Hi Jan, cornbread is a staple for our KentuckyhKentucky but I use about half of the shortening. 1/4 of oil and no sugar. My 6 year old granddaughter prefers it fried and often asks for flat cornbread. The last three nights have been killers, literally. Temps at 26, 28, and frost last night. More frost us predicted tonight and then we can start the re-planting.
ReplyDeleteThanks for sharing your recipes,
Tried to say Kentucky home but my friend autocorrect once again stepped in!
DeleteI learned to enjoy Kentucky cornbread when we lived in the Lexington area for five years, but I still love my northern corn-cake. :-)
DeleteConnie, I grew up on pinto beans and cornbread in Kentucky. :) My dad's favorite. We always put about a tablespoon of sugar in ours. :)
DeleteJan, someday you'll get full fledged spring! :)

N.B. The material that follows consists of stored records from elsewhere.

PR #459, opened 2024-10-08
Feature request - add more field for activity info

ychebotarev:
**What changed?**
Add few more fields to the PendingActivityInfo

**Why?**
Feature request. Users want to know what will be the next retry interval, or when exactly last failure happens.

No as far as I know.

### DIFF
--- a/temporal/api/workflow/v1/message.proto
+++ b/temporal/api/workflow/v1/message.proto
@@ -143,8 +143,8 @@ message PendingActivityInfo {
     // If there will be no retry it will be null.
     google.protobuf.Duration current_retry_interval = 16;
 
-    // The time when the last activity attempt failed. If there was no failure then it will be null.
-    google.protobuf.Timestamp last_failure_time = 17;
+    // The time when the last activity attempt was completed. If activity has not been completed yet then it will be null.
+    google.protobuf.Timestamp last_attempt_complete_time = 17;
 
     // Next time when activity will be scheduled.
     // If activity is currently scheduled or started it will be null.
--- a/temporal/api/workflow/v1/message.proto
+++ b/temporal/api/workflow/v1/message.proto
@@ -140,14 +140,14 @@ message PendingActivityInfo {
     // The time activity will wait until the next retry.
     // If activity is currently running it will be next retry interval if activity failed.
     // If activity is currently waiting it will be current retry interval.
-    // If there will be no retry it will be empty.
+    // If there will be no retry it will be null.
     google.protobuf.Duration current_retry_interval = 16;
 
-    // The time when activity failed last time. If there was no failure then it will be empty.
+    // The time when the last activity attempt failed. If there was no failure then it will be null.
     google.protobuf.Timestamp last_failure_time = 17;
 
     // Next time when activity will be scheduled.
-    // If activity is currently running it will be empty.
+    // If activity is currently scheduled or started it will be null.
     google.protobuf.Timestamp next_attempt_schedule_time = 18;
 }
 
--- a/temporal/api/workflow/v1/message.proto
+++ b/temporal/api/workflow/v1/message.proto
@@ -136,6 +136,19 @@ message PendingActivityInfo {
     }
     // The version stamp of the worker to whom this activity was most recently dispatched
     temporal.api.common.v1.WorkerVersionStamp last_worker_version_stamp = 15;
+
+    // The time activity will wait until the next retry.
+    // If activity is currently running it will be next retry interval if activity failed.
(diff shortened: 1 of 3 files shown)


temporal/api/workflow/v1/message.proto
```diff
@@ -136,6 +136,19 @@ message PendingActivityInfo {
...
+    // If activity is currently waiting it will be current retry interval.
+    // If there will be no retry it will be empty.
+    google.protobuf.Duration current_retry_interval = 16;
+
+    // The time when activity failed last time. If there was no failure then it will be empty.
+    google.protobuf.Timestamp last_failure_time = 17;
+
+    // Next time when activity will be scheduled.
+    // If activity is currently running it will be empty.
+    google.protobuf.Timestamp next_attempt_schedule_time = 18;
```
cretz, line 151: I'm curious, in what situations is this not just `last_failure_time` + `current_retry_interval`?

cretz: Works for me. I am not the biggest fan of adding derived fields, but it sounds like y'all have decided that we do want to add them.

bergundy: This is just for convenience and consistency with what we did for Nexus.

temporal/api/workflow/v1/message.proto
```diff
@@ -136,6 +136,19 @@ message PendingActivityInfo {
     }
     // The version stamp of the worker to whom this activity was most recently dispatched
     temporal.api.common.v1.WorkerVersionStamp last_worker_version_stamp = 15;
+
+    // The time activity will wait until the next retry.
+    // If activity is currently running it will be next retry interval if activity failed.
+    // If activity is currently waiting it will be current retry interval.
+    // If there will be no retry it will be empty.
```
cretz, line 143:
```suggestion
    // If there will be no retry it will be null.
```

Same with the other two comments. There is a difference between empty and null for these values, so worth using the word `null` clearly.

cretz (approved):

temporal/api/workflow/v1/message.proto
```diff
@@ -136,6 +136,19 @@ message PendingActivityInfo {
...
+    google.protobuf.Duration current_retry_interval = 16;
+
+    // The time when activity failed last time. If there was no failure then it will be empty.
```
bergundy, line 146:
```suggestion
    // The time when the last activity attempt failed. If there was no failure then it will be empty.
```

temporal/api/workflow/v1/message.proto
```diff
@@ -136,6 +136,19 @@ message PendingActivityInfo {
...
+    google.protobuf.Timestamp last_failure_time = 17;
+
+    // Next time when activity will be scheduled.
+    // If activity is currently running it will be empty.
```
bergundy, line 150:
```suggestion
    // If activity is currently scheduled or started it will be empty.
```

temporal/api/workflow/v1/message.proto
bergundy: You can use `last_attempt_complete_time`. If we ever have a special status for polling, we can use this field to represent that status too.

temporal/api/workflow/v1/message.proto
ychebotarev: done

temporal/api/workflow/v1/message.proto
```diff
@@ -136,6 +136,19 @@ message PendingActivityInfo {
...
     temporal.api.common.v1.WorkerVersionStamp last_worker_version_stamp = 15;
+
+    // The time activity will wait until the next retry.
+    // If activity is currently running it will be next retry interval if activity failed.
+    // If activity is currently waiting it will be current retry interval.
+    // If there will be no retry it will be null.
+    google.protobuf.Duration current_retry_interval = 16;
+
+    // The time when the last activity attempt failed. If there was no failure then it will be null.
+    google.protobuf.Timestamp last_failure_time = 17;
```
bergundy, line 147: Looks like my comment here was lost:

> You can use last_attempt_complete_time. If we ever have a special status for polling, we can use this field to represent that status too.

bergundy (commented):
I'd wait until we confirm this with a server PR.

temporal/api/workflow/v1/message.proto
ychebotarev: done

temporal/api/workflow/v1/message.proto
ychebotarev: renamed

bergundy (approved):

PR #4142, opened 2019-10-01
Add KConfig option to allow using other Bluetooth Host Stack (IDFGH-2062)

mringwal:
With the current KConfig for the Bluetooth component, it is not possible to select neither Bluedroid nor NimBLE. If disabling both, the default (Bluedroid) is activated. 

The pull request adds an "Other" option that allows use a different Bluetooth Stack, e.g. [BTstack](https://github.com/bluekitchen/btstack/tree/master/port/esp32).

### DIFF
--- a/components/bt/Kconfig
+++ b/components/bt/Kconfig
@@ -378,6 +378,11 @@ menu "Bluetooth"
             help
                 This option is recommended for BLE only usecases to save on memory
 
+        config BT_OTHER_ENABLED
+            bool "Other Host Stack"
+            help
+                This option is recommended to use with other Bluetooth Host stack
+
     endchoice
 
     menu "Bluedroid Options"


piotrkundu:
👍

gengyuchao:
Thank you for your contribution, but we currently have no plans to add this menuconfig option. It is not reasonable to just close Bluedroid or Nimble without modifying the controller's configuration menu. If you want to use your own Bluetooth Host protocol stack, you can turn off our Bluetooth option, call the controller's API function directly, or write a new menuconfig of your example to configure the Bluetooth Stack. Thank you.

GYC-Espressif:
Thank you for your contribution, this is a great suggestion. We will add this option later. Currently, if you want to use your own Bluetooth host protocol stack, you can turn off our Bluetooth option, call the controller's API function directly, or write a sample new menuconfig to configure the Bluetooth Stack. It is possible to use our controller without adding this menuconfig option. You can refer to the two examples of controller_hci_uart and controller_vhci_ble_adv to implement your function. Thank you.

negativekelvin:
This PR allows setting CONFIG_BT_ENABLED without defining CONFIG_BT_BLUEDROID_ENABLED.  Is another clean way to do it?  Because CONFIG_BT_ENABLED is used in makefiles to build controller sources and user does not want to compile bluedroid sources.

https://github.com/espressif/esp-idf/blob/fb3d648e07033b952578f187b4fcbf7fd8aced3b/components/bt/CMakeLists.txt#L1

GYC-Espressif:
Sorry, we still need to open the Bluetooth option. But if you don‘t call the code related to Bluedroid, the Bluedroid code will not be compiled into the bin file. 
I tried to compile the gatt_server_demos, the total image size is 676802 bytes,
and then remove the Bluedroid code called in main, the total image size is 313642 bytes,
and then remove the CONFIG_BT_BLUEDROID_ENABLED definition, the total image size is 313642 bytes too.
So whether to change the compilation option will not affect the final compilation result. But we can reduce the compilation process by adding this compilation option.

chinmaychhajed:
Hello @mringwal this PR has been handled internally along with some other changes which would be reflected soon. You can close this PR. Thanks for your contribution!

mringwal:
Thanks for reviewing this. This, or a similar change, brings back the behaviour before NimBLE was added (it was possible to disable Bluedroid in KConfig). Closing as suggested and hoping to see it it soon on master.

ReplyDeleteGeorgia has been opening up, but I'm not ready to go out yet. Still don't feel like it's safe yet. My son and girlfriend did come yesterday, but we kept distance while they were here (set up a card table for them to eat at). haha
I also meant to say thank you for the pantry chili recipe!! I can't wait to try it!
DeleteGoodness. Why post one comment when you can post 3??! LOL
DeleteAlso meant to say I loved the video. hahaha
I love Mark Lowry, and this is one of my favorites! I always think of him when I make cornbread...um, cake. :-)
DeleteThat video clip was fun. I have't seen any of his earlier stuff. It's been ages -- like decades -- since I made cornbread. Might have to change that when next I make up a pot of chili.
ReplyDeleteI went to the hardware store today -- they just opened again after two months of only curb side pick up. Still have to practice social distancing in the store and they limit the number of shoppers allowed in at one time. There were line ups the first day -- Saturday -- but today it was nearly empty. I'd already checked online for the stuff I wanted and noted down which aisles to go to so I was in and out in a flash.
I needed some new gardening tools -- discovered the push pull hoe on youtube and decided I really needed one. lol About to go out and give it a try and see if it's the miracle weeder everyone promises.
You'll have to let us know how it works!
DeleteAnd I'm so glad you were able to get out. It's rough when you have to put off getting needed items or visiting important people like the dentist!
Jan, this chili looks similar to a white bean chili recipe I have. Something we probably won't make around here for months. Yeah, we're bordering on summer. Sigh. And if we don't get some significant rain before summer's heat really hits us, I'm afraid we'll be in a another drought. The cow tanks are so low and any rain we've had is soaking in.
ReplyDeleteGrocery store items are still kind of hit-and-miss around here, but we've managed. I was able to add some more meat to the freezer over the weekend and add to my bacon inventory. Bacon is an essential, you know. ;)
And the cornbread. Yeah, no sugar in mine. Buttermilk instead of regular milk, but the rest is similar. Sorry about the snow. It's time for that nonsense to come to an end.
You know, I don't miss Texas summers! And we lived in West Texas with less humidity. I can't imagine...
DeleteOf course, I say that sitting here at my desk wearing winter clothes and watching the spitty snow/rain/mist outside...in the middle of May!